The situation was somewhat different for people who already had the appropriate professional registration in the UK – such as qualified nurses with a PIN. In such cases, no questions were asked about a possible criminal record.

It took over a week for my UK criminal-record check to be completed. As I waited, not knowing when I would begin work, I wondered how I would survive with no income. I felt like a kitten paddling about in a river, struggling to keep its head above water. There was no telling whether I would make a success of this move to a strange country.

 The good news was that in England at that time – at least in the Southport area – one could do all one’s grocery shopping on just £15 a week. In the Asda supermarket, where I usually shopped, it was possible to buy good food at a very low price. I wondered why Lithuania was not like this.

With a lot of free time on my hands, I walked around the town in order to get acquainted with the English way of living. Many things surprised me. For one thing, I saw many people walking around the streets in their work uniforms. There were people dressed as sales assistants and bar staff, for example, as well as nurses. In England, it seemed that no one changed from their uniforms into their normal clothes when they left work.

I was particularly puzzled by the doctors and nurses, wearing the same white uniforms on the streets as they had worn in clinical settings. To me, this did not look right. It was also contrary to the requirements of sanitation, which is an important factor when working with sick and injured people. After a while, I also became a part of that crowd, but I never let myself be seen outside of my working environment wearing my working clothes.

There was also inconsistency in dress codes, with many doctors working without their medical coats, wearing casual clothes instead. At the nursing home where I worked, it was often impossible to distinguish between a doctor and an everyday visitor.

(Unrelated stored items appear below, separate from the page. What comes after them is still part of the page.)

PR #1716, opened 2018-12-07
hotfix for flow validator

timofei-durakov:
flow validator mixed up source and destination endpoints
and blocked flow creation in false-positive way.
This patch fixes that issue

### DIFF
--- a/services/wfm/src/main/java/org/openkilda/wfm/topology/flow/validation/FlowValidator.java
+++ b/services/wfm/src/main/java/org/openkilda/wfm/topology/flow/validation/FlowValidator.java
@@ -83,9 +83,15 @@ public class FlowValidator {
 
 
         Optional<String> conflictedFlow = conflictsOnSource.stream()
-                .filter(flow -> !requestedFlow.getFlowId().equals(flow.getFlowId())
-                        && (flow.getSrcVlan() == 0 || flow.getSrcVlan() == requestedFlow.getSrcVlan()
+                .filter(flow -> !requestedFlow.getFlowId().equals(flow.getFlowId()))
+                .filter(flow -> (flow.getSrcSwitch().getSwitchId().equals(requestedFlow.getSrcSwitch().getSwitchId())
+                            && flow.getSrcPort() == requestedFlow.getSrcPort()
+                            && (flow.getSrcVlan() == requestedFlow.getSrcVlan() || flow.getSrcVlan() == 0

England is a tolerant country, affording basic rights to its diverse and multi-ethnic workforce. However, some of the sights were a surprise to me, newly arrived from Lithuania. For example, I had never before seen doctors wearing headscarves and floor-sweeping skirts. Nor had I seen Indian doctors wearing turbans in their offices. It was good to know that they changed their clothes before entering the operating rooms. In England, as everywhere else in the world, the same rule applies: the theatre must be sterile.

In the following years, I would work in various retirement homes, nursing homes and hospitals, and I learned that infectious diseases – including MRSA and scabies – are fairly common. Indeed, it is still the case that patients often pick up infections at hospitals and other medical facilities in England.